Remember October? Those little chatters on the pavements and in the gymnasium, when you’d be gaping into the mirror –wringing your towel and observing your nose. You had plans of fashion shows and community board games, where you’d expect a hundred to show up and raise some money. They fell through. Not because it was an impractical suggestion, but because of the lack of interest. Meetings on Sundays would evidently mean missing Desperate Housewives and Sex & The City. What importance does AIDS hold compared to all the glitz and glamour? Didn’t football seem more interesting than discussing factsheets? Or the odor of sweet alcohol, for that matter? Wasn’t illness a more plausible excuse for absence, when really, fraternity houses were the real attraction? But you learnt to be flexible. To realize that there are endless sieves in this promising world –be brave enough to face them.

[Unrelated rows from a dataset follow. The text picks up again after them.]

PR #407, opened 2021-06-21
Create Poisoner

bobloy:
A werewolf role that can beat protection roles, but choreographs the target

### DIFF
--- a/categories/Werewolf Power
+++ b/categories/Werewolf Power
@@ -8,3 +8,4 @@ Tanner
 
 *Corrupt Wolf*
 *Pack Tanner*
+*Poisoner*
--- a/limited/poisoner
+++ b/limited/poisoner
@@ -3,5 +3,5 @@ __Basics__
 Each night, the Poisoner may poison a player, weakening them.
 __Details__
 Each night, the Poisoner may poison a player. Poisoning a player is an immediate ability. The player is informed they are poisoned.
-The following night, the poison will disable passive protection abilities. This makes roles like Macho susceptible to night kills.
+The following night, the poison will disable passive protection abilities. This makes roles like macho susceptible to night kills.
 The Poisoner is not a lycan, nor are they a member of the wolfpack.
--- a/limited/poisoner
+++ b/limited/poisoner
@@ -1,0 +1,8 @@
+**Poisoner** | Werewolf Power | Limited
+__Basics__
+Each night, the Poisoner may poison a player, weakening them.
+__Details__
+Each night, the Poisoner may poison a player. Poisoning a player is an immediate ability. The player is informed they are poisoned.
+The following night, the poisoned player may not take an action.
+Additionally, poisoning will disable passive protection abilities. This makes roles like Macho susceptible to night kills.
+The Poisoner is not a lycan, nor are they a member of the wolfpack.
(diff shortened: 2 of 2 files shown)


Shepherdwhen:
Roleblocking roles are a sin in wwr

just saying

bobloy:
Removing the "can't take an action" part still leaves a perfectly acceptable role IMO, if necessary.

McTsts:
I thinking disabling a passive protective ability is acceptable. I'd be against disabling active protections or blocking active powers. I think this would work as a role, though it would probably be a rather rare one.

Shepherdwhen:
would this include devil/demon protection? that passively activates on attack

bobloy:
It would be easy enough to say it works on town roles only to avoid devil/demon stuff.

bobloy:
Further, if its only town roles, I could even list all the roles it works on.

Runner
Acrobat
Macho
Cursed Civilian

McTsts:
I like to avoid lists of roles because they're not very future proof and we have a high chance of forgetting to update them. E.g. if/once we add Idiot it would need to be added to this list. I think just saying it only affects town roles (or maybe town and wolf roles?) would be best. Maybe it should also have some mechanic like Tanner that gives it a bit of a chance to find the wolfpack

> If the tanner disguises a player who is part of the wolfpack, the tanner is informed by the Hosts that “At least one of the players you tanned today is part of the wolfpack”.

Shepherdwhen:
idiot too

bobloy:
> I like to avoid lists of roles because they're not very future proof and we have a high chance of forgetting to update them. E.g. if/once we add Idiot it would need to be added to this list. I think just saying it only affects town roles (or maybe town and wolf roles?) would be best. Maybe it should also have some mechanic like Tanner that gives it a bit of a chance to find the wolfpack

Either town/wolf roles only, or because this wording is used:
`If the Devil is attacked while a soul is in the pool, a soul will automatically be used to protect the Devil. `
It implies it not passive, but a triggered active ability.

McTsts:
It's probably best to just say it only affects town/werewolf roles

McTsts:
Maybe this should be a day ability that affects the next night instead? Seems like that'd make more sense

bobloy:
> Maybe this should be a day ability that affects the next night instead? Seems like that'd make more sense

That would buff them, allowing a night 1 poison. This prevents anyone from being weakened until night 2

McTsts:
This role received controversial responses due to it being sort of like role blocking. No conclusion has been reached for v13.

venomousbirds:
I dislike the role blocking part, and completely disabling those abilities just takes away from those roles. People would not like playing a game with this role, I think

bobloy:
I think this roles adds a lot more interesting gameplay. If I were macho and I were poisoned, I'd have to decide whether to reveal that I was poisoned or not, betting whether the poisoner has found the wolves.

This could also lead to wolves taking a risk and attacking a macho mayor. 

Also, I like to think of roles like these from the perspective of the games they're not in. This role existing allows fake claiming macho to be safer for wolves.

McTsts:
Closing this suggestion due to lack of development on it. Feel free to reopen this (now or at any point in the future) if you want to further discuss/develop this idea.

PR #410, opened 2021-06-25
Create Matchmaker

bobloy:
Matchmaker is a solo killing role that doesn't have a team.
Each night they make matches out of different players, causing them to die when their match dies.

The matchmaker may only kill 3 times per game, forcing them to strategically make matches for most of the game.
(Number of kills maybe should scale with game size)

They are night kill immune to help them survive without a team, and win the 1v1 scenario with a wolf.


McTsts:
Wouldn't they just match players and then attack one of those matched players?

McTsts:
Oh wait, I think I get it

McTsts:
We think that this would probably end up just being some sort of alternative pyro where they chain together their matches and then use their attack to kill an entire chain.

venomousbirds:
I don't like it, it's another solo killing that just takes a bit from other roles. Cupid and Pyro, it seems. The night immunity is completely unneccesary, and I don't think people would like playing with a role like this ingame

bobloy:
I don't think this behaves nearly as much like pyro as you would think. Unlike pyro, it can't be kept hidden until the end of the game. If the wolves hit someone you've matched, it reveals info that a matchmaker may be in the game.

Also, Cupid is a much different role with wildly different outcomes from a single choice. Yes they both "match", but they're very different effects.

Yes chaining could be the primary use, but making more matches outside of a chain is the fastest way to kill people, so the person playing this would have to balance that. 

I can't imagine people would dislike playing against this role anymore than playing against pyros. And the night immunity balances that this is one of the only role in the game without a team at any point.

bobloy:
I think this role would be best as the only solo, with roles like bard, cult, assistant, and hooker.

McTsts:
Closing this suggestion due to lack of development on it. Feel free to reopen this (now or at any point in the future) if you want to further discuss/develop this idea.

PR #419, opened 2021-06-28
Amnesiac Changes

venomousbirds:
I didn't think Amnesiac fit too well into the ww theme, so I propose we change it to Nitwit. I also thought the description was a bit messy and hard to read, so I edited it slightly.


McTsts:
The description is a lot better this way. I still prefer Amnesiac but Nitwit is acceptable if everyone else prefers it this way.

PR #434, opened 2021-07-24
CH protect against any wronging

### LINKED ISSUE #430: Cautious Hag Spell
maybe Cautious could protect against any type of wronging

McTsts:
Fixes #430


McTsts:
resolved conflict

venomousbirds:
I assume this is only specific to CH protecting another Hag?

McTsts:
I believe it was meant that any player could be protected from any effect that would count as wronging if it was used on a hag

McTsts:
Though that specific power could also only be specific to hags (that was the purpose of the change)

venomousbirds:
I think it would make more sense for it to only count for hags, I don't think it makes sense to make a protect that is as strong as this for just anyone

McTsts:
Changed it

venomousbirds (approved):
Sounds good, hags being able to help eachother like this and staying unwronged for longer is a nice addition

PR #436, opened 2021-07-24
IW edge case list

McTsts:
Fixes #428

PR #437, opened 2021-07-24
IW failure on hit packless werewolf

### LINKED ISSUE #427: IW => Packless Werewolf
suggested special case for IW if hit packless wolf: nothing happens (useful for IW=>Imp)

McTsts:
Fixes #427

This is useful in general but particularly for IW => Imp

### DIFF
--- a/werewolves/power/infecting wolf
+++ b/werewolves/power/infecting wolf
@@ -3,5 +3,5 @@ __Basics__
 During Night 1, the Infecting Wolf must choose one player to convert to a wolf.
 __Details__
 If the Infecting Wolf fails to choose a player during Night 1, a random player will be selected for them. This ability can only be used once. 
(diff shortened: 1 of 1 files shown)


Shepherdwhen:
would #436  have this as part of it too?

venomousbirds (commented):
Would make Infecting Wolf even more careful, not sure if that's what we wanna go for but I don't dislike the change

McTsts:
> Would make Infecting Wolf even more careful, not sure if that's what we wanna go for but I don't dislike the change
No, I'd consider this a buff. Turning a non-pack wolf into a wolf is not an advantage. With this the Infecting Wolf will know they have hit the non-pack wolf and will be able to contact them.

venomousbirds (approved):
Didn't think about it like that

PR #450, opened 2022-04-30
Angel cancels following lynch

venomousbirds:
Similar to Despot cancelling the following election, Angel will cancel the following lynch whenever they are lynched. This might make Angel harder to play
Will need reviewing after OS7C

### DIFF
--- a/unaligned/miscellaneous/angel
+++ b/unaligned/miscellaneous/angel
@@ -2,7 +2,7 @@
 __Basics__
 The Angel wins when they are lynched.
 __Details__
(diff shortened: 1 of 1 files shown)


McTsts (approved):
Seems like a good idea. I don't have the data on Angel winning too much, but it seems believable, and this might help. It makes the role more advantageous to the wolves, but Angel is already wolf-sided so this is probably fine.

MoltenAshes:
I like the change. Although this role will be more wolf-sided than town-sided now, I personally believe a slight buff to the wolves whenever this is in rotation would be a nice change in pace.

PR #451, opened 2022-05-02
Rename "Uncertain Hag" to just "Hag"

McTsts:
I think in any scenario where you use hags in the role list you should instead use this role (else the claim space is not as great), Uncertain Hag is a stupid name and was meant to be temporary. I think "Hag" sums the role up well enough. It's a Hag without a specialization (so far) and it doesn't sound kinda stupid like "Uncertain Hag"


venomousbirds (approved):
Don't see a problem with this

PR #865, opened 2024-12-11
`common` Exporting common util 

mtuchi:
## Summary

Fixes namespacing of util functions in common and exports the utils properly for use by other adaptors.

## AI Usage

Please disclose how you've used AI in this work (it's cool, we just want to know!):

- [ ] Code generation (copilot but not intellisense)
- [ ] Learning or fact checking
- [ ] Strategy / design
- [ ] Optimisation / refactoring
- [ ] Translation / spellchecking / doc gen
- [ ] Other
- [x] I have not used AI

You can read more details in our [Responsible AI Policy](https://www.openfn.org/ai#pull-request-templates)

PR #888, opened 2025-01-09
re-organize helpers and util

mtuchi:
## Summary

Fixes #

## Details

## AI Usage

- [ ] Strategy / design
- [ ] Other
- [ ] I have not used AI

## Review Checklist

### DIFF
--- a/packages/http/src/util.js
+++ b/packages/http/src/util.js
@@ -1,144 +1,4 @@
-import { composeNextState } from '@openfn/language-common';
-import {
-  request as commonRequest,
-  makeBasicAuthHeader,
-  expandReferences,
-  logResponse,
-  encode,
-  decode,
-  uuid,
-} from '@openfn/language-common/util';
-
-import * as cheerio from 'cheerio';
-import cheerioTableparser from 'cheerio-tableparser';
-
-export function addAuth(configuration, headers) {
-  if (headers.Authorization) {
-    return;
-  }
-
-  const { username, password, access_token } = configuration ?? {};
-
-  if (access_token) {
-    Object.assign(headers, { Authorization: `Bearer ${access_token}` });
-  } else if (username && password) {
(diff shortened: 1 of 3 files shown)


packages/http/src/util.js
```diff
@@ -148,7 +8,7 @@ export {
    * @param {string} data - The string to be encoded.
    * @returns {string} - The Base64 encoded string.
    * @example <caption>Encode a string</caption>
-   * const encoded = Util.encode('Hello World');
+   * const encoded = util.encode('Hello World');
```
josephjclark, line 11: Good catch!

mtuchi:
Fair point. I wish there was a better way of doing this because if i add documentation to any function in util i have to add `@private` if i don't that function to appear but still i will be able to use it in my job code. 

Let me revert and fix the typo only for this PR so that we can get #865 released

josephjclark:
>  I wish there was a better way of doing this because if i add documentation to any function in util i have to add @private if i don't that function to appear but still i will be able to use it in my job code.

Wait are you sure?

My understanding (and I've written a lot of code around this stuff, but I can definitely be wrong) is that a function needs `@public` and `@function` before it's documented.

Because we DO use private internal functions. So I think things should be private by default, and only made public when someone's made the effort to properly document them.

I'll have to take a look at this to be certain before moving on.

josephjclark:
The docgen in tools says this:
```
// Filter items which are not marked as @public
  templateData = templateData.filter(
    data => data.kind === 'typedef' || data.access === 'public'
  );
```

Let me assert that access is `private` by default though

josephjclark:
Yeah, confirmed: `common.alterState` is not currently documented:

image

It has no explicit access (so it's private by default)

```
/**
 * alias for "fn()"
 * @function
 * @param {Function} func is the function
 * @returns {Operation}
 */
export function alterState(func) {
  return fn(func);
}
```

josephjclark (approved):

PR #894, opened 2025-01-09
878 result objects

mtuchi:
## Summary

Fixes #

## Details

## AI Usage

- [ ] Strategy / design
- [ ] Other
- [ ] I have not used AI

## Review Checklist


packages/salesforce/src/Adaptor.js
```diff
@@ -338,9 +338,11 @@ export function create(sObjectName, records) {
 
     return connection
       .create(resolvedSObjectName, resolvedRecords)
-      .then(recordResult => {
-        console.log('Result : ' + JSON.stringify(recordResult));
-        return composeNextState(state, recordResult);
+      .then(result => {
```
josephjclark, line 341: Shouldn't we use exactly the same structure for a single item?

It still makes perfect sense, and makes documentation and code cleaner (including in job code!)

packages/salesforce/src/Utils.js
```diff
@@ -134,3 +134,36 @@ export async function pollJobResult(conn, job, pollInterval, pollTimeout) {
     attempt++;
   }
 }
+
+export function formatResults(input) {
```
josephjclark, line 138: The integration tests are cool but I would value unit tests against this function way more!

I won't block the PR for tests on this though (especially as I've requested a change). If you have time for a few tests that's great. If you don't, don't worry.

What I'm really trying to say is: consider unit testing before integration testing. Also when you write a nice clean standalone util function like this, it's a great candidate for unit tests!

PR #895, opened 2025-01-09
common: bump versions

josephjclark:
Checking version diffs before merging


josephjclark:
Most adaptors bumped here aren't technically affected by any of the changes in common. But they get a slightly more secure base and it's not worth the time to cherry-pick which versions to bump. So we'll roll with it!

PR #906, opened 2025-01-14
common: request throws if parseAs is json and the response body is empty

### LINKED ISSUE #689: common: request throws if parseAs is json and the response body is empty
In `common`, we provide a set of HTTP helper functions which are re-used by many adaptors - see `common/src/util/http.js`. Note that these are functions, not operations. They're designed to be used by other adaptors, not in job code directly.

These helper functions are wrappers around `request`, which  has some very useful automation to parse a response body into a JSON object. It'll do this if the response content type is application/json, or if the `parseAs` option is set to `json`.

This is all fine, but if the response body is empty, then `readResponseBody()` will throw an exception.

Empty response bodies frequently occur on POST and PUT requests, and for APIs which return `204`  statuses

We need to do two things:

1) If readResponseBody throws for any reason, we need to catch it and log a good error to the console. Maybe something like "Error parsing the response body [from URL, if we have it]", and include the parseAs flag, the content-type header on the response, and the body length. Use the `util/throwError` function to this.

2) if the response body is empty (I think you can do `response.body.length === 0`, we should NOT try to parse the response body at all. Just return `undefined` from `readResponseBody`

# Reproduction  & Test

You should be able to create a unit test in `common/test/util/http.test.js`. Look for the `request function` block and create a  test that if parseAs is 'json', and the server response is `204`, the `result.body` should be undefined

hunterachieng:
## Summary

An error is thrown when we use `parseAs=json` if the response body is undefined when `PUT` or `POST` requests are made

Fixes #689

## Details

In `common`, we mainly parse the response body, but since we might get an empty body with different requests, we are returning `undefined` for the body else parse as expected

## AI Usage

- [ ] Strategy / design
- [ ] Other
- [x] I have not used AI

## Review Checklist


josephjclark:
Hi @hunterachieng, can you update the PR description please? You need to:
- Include a brief description of the fix
- update the AI disclaimer
- remove any template sections that aren't relevant to this PR

.changeset/gold-kings-grow.md
```diff
@@ -0,0 +1,5 @@
+---
+'@openfn/language-common': minor
```
josephjclark, line 2: This is probably a patch fix because we are not introducing breaking changes (so it's not a major), nor are we adding stuff to the API (so it's not a minor)

packages/common/src/util/http.js
```diff
@@ -195,7 +196,14 @@ export async function request(method, fullUrlOrPath, options = {}) {
 
   await assertOK(response, errors, url, method, startTime);
 
-  const responseBody = await readResponseBody(response, parseAs);
+  const responseBody = await readResponseBody(response, parseAs).catch(() => {
+    throwError(response.statusCode, {
```
josephjclark, line 200: I was expecting this error handling to inside `readResponseBody`.

Remember `readResponseBody` is called in two places. We don't want to duplicate the error handling.

josephjclark (changes requested):

packages/common/test/util/http.test.js
```diff
@@ -215,6 +215,41 @@ describe('request function', () => {
...
+    const response = await request('PUT', 'https://www.example.com/api', {
+      parseAs: 'json',
+      body: { id: 2 },
+    });
+
+    expect(response.statusCode).to.eql(200);
+    expect(response.body).to.eql(undefined);
+  });
+
+  it('should throw an error if there is no content-length header and an empty response body', async () => {
```
josephjclark, line 237: This is an EXCELLENT unit test because it demonstrates some really important behaviour in this function.

Looking at this unit test, I'm thinking, "we haven't really got this behaviour right yet". Because if the body is empty we really shouldn't throw an error, no matter what the state of the HTTP headers.

However, I understand WHY we have that behaviour and I don't think I'm going to ask you to change anything. I just want to highlight how useful this test is in explaining and documenting the behaviour of the functoin.

josephjclark (commented):
Almost there - just a couple of comments left to address. It's worth getting this right: change to common can affect every other adaptor, so getting it right now will save us problems in other adaptors in the future (if we'd done this right in the first place, you wouldn't be having to do this at all!)

josephjclark:
Hi @mtuchi - can you run `pnpm changeset version` on this PR, push the diffs, and merge? Hunter is blocked by it.

Remember we don't have to push tags any more :) Just push the version bumps and merge to release. Don't worry about the warnings when you version.

Thanks! I'll be online around 10am GMT if there are any problems. You'll be online way before me and can unblock Hunter quicker :pray:

mtuchi:
I have push the version bump and fix merge conflict.  I will force merge this PR to unblock hunter since it's not approved yet but Joe gave me a green light ✅

PR #907, opened 2025-01-14
`salesforce` Add support for `asyncMode` in bulk operation

### LINKED ISSUE #286: Add option to `salesforce` for `asyncMode: true/false` on bulk(...)
Right here, if the user has specified `asyncMode` in their bulk options, we should exit, returning `batchInfo` to state.references.

If they have not provided this extra `asyncMode` option, we should continue with the `.then()` and return all record info to state as we currently do. (No change there.)

mtuchi:
## Summary

Add `asyncMode` option in bulk operation. If you don't provided this extra `asyncMode` option, we return all record info to `state.data` as we currently do.

Fixes #286 

## Details

- If `asyncMode` is `true` we return `batchInfo`
- Formatted the results to `{ success: true, batches: [], errors: []}` if `asyncMode: true`
- Add docs for `state.data.batches`
- Add integration test when `asyncMode: true`

## AI Usage

- [ ] Strategy / design
- [ ] Other
- [x] I have not used AI

## Review Checklist

### DIFF
--- a/packages/salesforce/src/Adaptor.js
+++ b/packages/salesforce/src/Adaptor.js
@@ -66,7 +66,7 @@ import flatten from 'lodash/flatten';
  * @property {boolean} [failOnError=false] - Fail the operation on error.
  * @property {integer} [pollTimeout=240000] - Polling timeout in milliseconds.
  * @property {integer} [pollInterval=6000] - Polling interval in milliseconds.
- * @property {boolean} [asynMode=true] - Asynchronous mode.
+ * @property {boolean} [asynMode=false] - Use asyn mode.
  */
 
 /**
--- a/packages/salesforce/src/Adaptor.js
+++ b/packages/salesforce/src/Adaptor.js
@@ -160,6 +160,7 @@ export function execute(...operations) {
  * @param {array} records - an array of records, or a function which returns an array.
  * @param {BulkOptions} [options] - Options to configure the request. In addition to these, you can pass any of the options supported by the {@link https://bit.ly/41tyvVU jsforce API}.
  * @state {SalesforceResultState}
+ * @state data.batches - Array of batch Infomation
  * @returns {Operation}
  */
 export function bulk(sObjectName, operation, records, options = {}) {
@@ -178,7 +179,7 @@ export function bulk(sObjectName, operation, records, options = {}) {
       allowNoOp = false,
       pollTimeout = 240000,
       pollInterval = 6000,
-      asyncMode = true,
+      asyncMode = false,
     } = resolvedOptions;
 
     const flatRecords = util.removeNestings(resolvedRecords);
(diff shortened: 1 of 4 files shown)


packages/salesforce/src/Adaptor.js
```diff
@@ -220,36 +223,54 @@ export function bulk(sObjectName, operation, records, options = {}) {
...
-              .on('queue', function (batchInfo) {
-                const batchId = batchInfo.id;
-                var batch = job.batch(batchId);
-                batch.poll(pollInterval, pollTimeout);
-              })
-              .then(async res => {
+            if (asyncMode) {
+              return batch.on('queue', async function (batchInfo) {
+                console.info('Batch queued. Batch ID:', batchInfo.id);
+                resolve({ batchInfo });
```
josephjclark, line 229: A promise can only resolve once. If there are multiple queue events, for multiple chunks, then they'll never report back to user code. In other words, we'll only ever report back the first batch here.

mtuchi: I have tested multiple batches by reducing the batch size to 1 and run integration test that insert two records with the option `asynMode: true`, I can see that i am getting two batches records after the bulk operation is done.

packages/salesforce/src/Adaptor.js
```diff
@@ -66,6 +66,7 @@ import flatten from 'lodash/flatten';
  * @property {boolean} [failOnError=false] - Fail the operation on error.
  * @property {integer} [pollTimeout=240000] - Polling timeout in milliseconds.
  * @property {integer} [pollInterval=6000] - Polling interval in milliseconds.
+ * @property {boolean} [asynMode=false] - Use asyn mode.
```
josephjclark, line 69: Typo

josephjclark:
@mtuchi where are we on this? I'm still not comfortable with this promise that returns multiple times.

When you call `resolve()`, you are saying to the Javascript: "I have finished with my promise, please continue executing". Until then, the runtime is patiently waiting for the promise to end.

In your code, every time the queue event is called, you're trying to resolve the promise again. 

There are two really important things here:
1) A promise can only return once. If you do `promise.then()` twice, you'll get the same value back twice. Your code is sort of working because it returns the same array twice - it's just that the array itself has changed
2) Each Operation is a Promise, and our Runtime waits for each Operation to resolve before executing the next one (or moving on to the next workflow step). Your adaptor code is "exiting" the operation after the first queue call, and so our runtime carries on. What happens when the promise resolves a second time? I actually don't know - but we can't trust the order of events that follows next.

I can't merge this as-is, it's too unsafe.

What we actually want to do is resolve the promise after the last queue event has triggered. But we have no way of knowing that, right? jsforce gives us no "queue finished event.

See the issue for a possible solution, although I'm not totally sure I trust that either :thinking:

josephjclark:
[promises demo](https://playcode.io/2240271)

mtuchi:
Hiya @josephjclark i have forgotten to close this PR,  from our last conversation we don't want this implementation and we agreed to put more effort on updating jsforce instead.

Then the plan of action changed. You wanted donations –a considerable amount from a nearby mall, and you got them. Pools after pools of scarlet ribbon, glazed pastel sprays and painting sticks. You folded them into little bows, pinned them up for later use. For all the condoms and labels, you stickered them neatly and set them aside. You never flustered with rage or squirmed with embarrassment at any of the decisions or indecisions. But you didn’t forego of your chances. You learnt to be a leader. You know they hated you for the tangent of new faces. They felt a prick of intrusion, an enduring interference sliding through their plans. It was all your fault –said or unsaid. Maybe it was, or maybe it wasn’t, but you know you tried your best. You tried to mediate the wafts of accusation with a calm smile or a gentle blink –nonreactive and indifferent. There’s something else you learnt other than cold criticism –tolerance and self-positivism.

With all the preparations more or less set, you dived into action. You sent reminder messages, twiddled with the faculty for extra-credit, planned flyers and banners and forum locations, informed the radio station and a host of other students to work for a cause. To work with respect and dedication stemming from a genuine concern and not from shameless make-beliefs. You learnt to weigh your worth and gauge your value, match your ideas and leadership roles in a wider arena. You boosted your confidence when you interacted with new people. Initially distracted by their awkward discreteness, insulting comments and narrow-minded gestures, you had tried to escape. To break away from this vicious whirl of pride and ego and alter-egos, of caustic joys from people who devalued your intent. But you learnt to grow out of it –quickly and efficiently. You’ve seen reality today through the haze of an ancient bioscope. Some people never change.

Do you also remember the clouded apprehension from the blood examination you opted for? Shuttling between spasms of emotional histrionics, you whispered consolations to yourself. Skipping heartbeats and breaths and narrow-minded self-quibbles, you panicked with fear. Because you were afraid of society and life-long accusations. Of frozen sympathy and the drudge of fatality. You can reach out to the millions today, holding hands and sharing tears. To support their existence and walk with them before they fade away. Not only for the blatant homosexuals, but also the innocent infants who see so little of the world. Of the hundreds and thousands of broken children, who come and go, like little flashbulbs across railroads. Their parents had aspirations and countless dreams in their make-believe existence, but they slid away unnoticed. Stop grieving over your missed opportunities; they never got a chance. If there’s one thing that you learnt today, it would be to respect your worth. The world will never wait for you.